About Ontoba
We are a digital media consultancy with expertise and specialist knowledge in semantic web software and solutions architecture.
We have a proven track record in developing and implementing technical strategy for leading digital media organisations. Our recent experiences have focussed on the development, build and implementation of robust and high performance dynamic semantic publishing systems.
Ontoba provides a range of services from technical strategy, through guidance of your own in-house development team, to delivery of full end-to-end solutions.
Please contact us to discuss your requirements.

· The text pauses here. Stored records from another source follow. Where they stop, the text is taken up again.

PR #5817, opened 2022-09-17
VcsInfo: Remove resolved revision

mnonnenmacher:

### DIFF
--- a/model/src/main/kotlin/VcsInfo.kt
+++ b/model/src/main/kotlin/VcsInfo.kt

Text Analysis and Semantic Annotation
Flat tagging or labelling of content with meta-tags has become common place and is used extensively on blogs and news content to aid search and contextual surfacing of content. Semantic annotation is a relatively simple step further than flat tagging but can add significantly to the utility of applied tags.
Semantic annotation is the application of ontologically modelled references to your digital media content. So instead of simply applying a free text word or phrase as a tag, you apply (associate) to the relevant piece of content a URI reference to an instance of a 'thing' that has been adequately domain modelled.
As an example, if we applied as free text the term "Elvis Presley" to a music article, we would be able to some extent allow users to know that this article was about Elvis Presley, and maybe be able to explore for other articles that have been tagged with the (exact) same phrase. Although if an another article was tagged with "Elvis" there most likely be no correlation between the two terms. If, however, we associated a URI referencing "Elvis Presley" in some ontological domain model to the content, then we also gain all knowledge about Elvis from the underlying model. We can also assert that our instance of Elvis Presley is the same as that of another linked dataset (such as Freebase, MusicBrainz, or DBPedia) thus also be able to surface all the knowledge from those datasets too.
We can provide solutions for text mining, language processing, semantic disambiguation and concept extraction for semantic annotation. If you wish to semantically annotate your text content, Ontoba can help build out fully automatic or semi-automatic solutions for analysing your content for semantic concepts.
We also have considerable expertise in semantic geotagging, and geospatial semantic querying. By annotating content with geospatial semantic metatags, your content can be aggregated both geospatially and semantically. Examples of this would be "Give me all the articles about car accidents within 50 kilometres of London", or "Give me all the political news within the state of New York".